How to annotate your data
Annotators are a stack component that enables the use of data annotation as part of your ZenML stack and pipelines. You can use the associated CLI command to launch annotation, configure your datasets and get stats on how many labeled tasks you have ready for use.
Data annotation/labeling is a core part of MLOps that is frequently left out of the conversation. ZenML will incrementally start to build in features that support an iterative annotation workflow that sees the people doing labeling (and their workflows/behaviors) as integrated parts of their ML process(es).
When and where to annotate.
There are a number of different places in the ML lifecycle where this can happen:
- At the start: You might be starting out without any data, or with a ton of data but no clear sense of which parts of it are useful to your particular problem. It’s not uncommon to have a lot of data, but to be lacking accurate labels for that data. So you can start and get great value from bootstrapping your model: label some data, train your model, use your model to suggest labels allowing you to speed up your labeling, iterating on and on in this way. Labeling data early on in the process also helps clarify and condense down your specific rules and standards. For example, you might realize that you need to have specific definitions for certain concepts so that your labeling efforts are consistent across your team.
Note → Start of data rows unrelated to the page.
PR #2714, opened 2024-10-29
NO-ISSUE: Remove `@kie-tools/backend`

tiagobento:
This package was introduced when we were still figuring out the dynamics of Multiplying Architecture, and doesn't make sense anymore, since we always want to decouple micro-front-ends from backends, delegating the communication with backends to the hosting application as much as possible.

The API introduced by this package was not used except from one place on DashBuilder VS Code Extension, which was very easily adapted to work without it.


porcelli (approved):
thank you for the cleanup @tiagobento !!!

ljmotta (approved):

ljmotta:
@tiagobento Thanks! The PR looks good. Indeed, it looks like was very easy to adapt the funcionality.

- As new data comes in: New data will likely continue to come in, and you might want to check in with the labeling process at regular intervals to expose yourself to this new data. (You’ll probably also want to have some kind of automation around detecting data or concept drift, but for certain kinds of unstructured data you probably can never completely abandon the instant feedback of actual contact with the raw data.)
- Samples generated for inference: Your model will be making predictions on real-world data being passed in. If you store and label this data, you’ll gain a valuable set of data which you can use to compare your labels with what the model was predicting, another possible way to flag drifts of various kinds. This data can then (subject to privacy / user consent) be used in retraining or fine-tuning your model.
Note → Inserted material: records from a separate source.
PR #75, opened 2017-09-02
Add promise / await implementation

joelwurtz:
Replace #73

### DIFF
--- a/code/components/citizen-scripting-lua/src/LuaScriptRuntime.cpp
+++ b/code/components/citizen-scripting-lua/src/LuaScriptRuntime.cpp
@@ -194,7 +194,7 @@ public:
 
 LuaScriptRuntime::~LuaScriptRuntime()
 {
-	
+
 }
 
 static int lua_error_handler(lua_State* L);
@@ -203,7 +203,7 @@ OMPtr<LuaScriptRuntime> LuaScriptRuntime::GetCurrent()
 {
 	OMPtr<IScriptRuntime> runtime;
 	LuaScriptRuntime* luaRuntime;
-	
+
 	assert(FX_SUCCEEDED(fx::GetCurrentScriptRuntime(&runtime)));
 
 #ifdef _DEBUG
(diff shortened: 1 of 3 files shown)


code/components/citizen-scripting-lua/src/LuaScriptRuntime.cpp
```diff
@@ -194,7 +194,7 @@ class LuaScriptRuntime : public OMClass<LuaScriptRuntime, IScriptRuntime, IScrip
 
 LuaScriptRuntime::~LuaScriptRuntime()
 {
-
```
blattersturm: Seriously? Fix your editor. :/

blattersturm:
In general, looks decent. Got any example usage?

joelwurtz:
In mysql it would do the following, async will return promise instead of using callback :

```lua
local promise = MySQL.Async.fetchScalar("SELECT 1)
```

Then people would be able to use the next function

```lua
promise:next(function (result)
     -- Play with data
end)
```

Or there would be able to use Citizen.Await to wait (but in a unblocking way) for the result

```lua
local result = Citizen.Await(promise)
```

On the implementation side, i need to add an error callback / value to my exports, and it would work with something like this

- Other ad hoc interventions: You will probably have some kind of process to identify bad labels, or to find the kinds of examples that your model finds really difficult to make correct predictions. For these, and for areas where you have clear class imbalances, you might want to do ad hoc annotation to supplement the raw materials your model has to learn from.
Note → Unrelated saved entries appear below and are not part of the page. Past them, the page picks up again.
PR #77, opened 2017-09-08
Remove Double Legacy

Metrela:
What I removed is what's throwing the secondary legacy server error message, doesn't seem like it needs to be in the code since it already verifies another way.


blattersturm:
This actually breaks code paths that literally _get used_, so.. how about no?

PR #78, opened 2017-09-10
Tracking slow resource / code

joelwurtz:
Will not say this is perfect but it's a start to know what is slow

### DIFF
--- a/data/shared/citizen/scripting/lua/scheduler.lua
+++ b/data/shared/citizen/scripting/lua/scheduler.lua
@@ -3,9 +3,15 @@ local curThread
 local curThreadIndex
 
 function Citizen.CreateThread(threadFunction)
+	local callerInfo = debug.getinfo(2, 'Sl')
+
 	table.insert(threads, {
 		coroutine = coroutine.create(threadFunction),
-		wakeTime = 0
+		wakeTime = 0,
+		resource = GetCurrentResourceName(),
+		file = callerInfo.short_src,
+		line = callerInfo.currentline,
+		wait = 0
 	})
 end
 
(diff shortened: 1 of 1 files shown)


data/shared/citizen/scripting/lua/scheduler.lua
```diff
@@ -21,17 +27,32 @@ CreateThread = Citizen.CreateThread
...
 
 	-- add new thread and save old thread
 	local oldThread = curThread
 	curThread = t
 
+	local startAt = GetGameTimer()
 	local result, err = coroutine.resume(coro)
+	local time = GetGameTimer() - startAt
+
+	if time > 10 then
```
joelwurtz: Not sure about this limit

joelwurtz:
An example of what we get after this 

slow-example

data/shared/citizen/scripting/lua/scheduler.lua
Hellslicer: `>= 150` for consistency with the underneath hitch warning?

joelwurtz: Not really a hitch warning is for the whole frame where there can be many threads executed here

Hellslicer: IMO something between 50 and 100 would be fine, 10ms is way too low

minipunch:
Why was this not merged? I am currently trying to find the source of some hitch warnings I am getting and this seems like it would be a helpful change.

Jarrrk:
@minipunch because a better resource monitor was implemented - In the F8 console type resmon 1

vecchiotom:
this is serverside though @Jarrrk

PichotM:
probably not pushed since it may impacts client performance
and if you want to use it, you can just edit your sheduler ^_^

minipunch:
@PichotM True.. I might just edit the scheduler manually to use it. What makes you think it might impact client performance?

sirarrowhead:
@minipunch I did it a long time ago, i have not noticed any worse peformance

PR #83, opened 2017-11-20
Remove double / in find resource message

Kngrektor:
https://prnt.sc/hcwsbh
Kinda did this patch on the web, can't imagine it'd break tho.


blattersturm:
breaks category folders, closed.

nice try though.

Kngrektor:
rip 😢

ZenML currently offers standard steps that help you tackle the above use cases, but the stack component and abstraction will continue to be developed to make it easier to use.
The annotator is an optional stack component in the ZenML Stack. We designed our abstraction to fit into the larger ML use cases, particularly the training and deployment parts of the lifecycle.
The core parts of the annotation workflow include:
- using labels or annotations in your training steps in a seamless way
- handling the versioning of annotation data
- allow for the conversion of annotation data to and from custom formats
- handle annotator-specific tasks, for example the generation of UI config files that Label Studio requires for the web annotation interface
For production use cases, some more flavors can be found in specific
integrationsmodules. In terms of annotators, ZenML features an integration with
If you would like to see the available flavors for annotators, you can use the command:
zenml annotator flavor list
The available implementation of the annotator is built on top of the Label Studio integration, which means that using an annotator currently is no different from what's described in the Label Studio page: How to use it?.
The various annotation tools have mostly standardized around the naming of key concepts as part of how they build their tools. Unfortunately, this hasn't been completely unified so ZenML takes an opinion on which names we use for our stack component and integrations. Key differences to note:
- Label Studio refers to the grouping of a set of annotations / tasks as a 'Project', whereas most other tools use the term 'Dataset', so ZenML also calls this grouping a 'Dataset'.
- The individual meta-unit for 'an annotation + the source data' is referred to in different ways, but at ZenML (and with Label Studio) we refer to them as 'tasks'.
The remaining core concepts ('annotation' and 'prediction', in particular) are broadly used among annotation tools.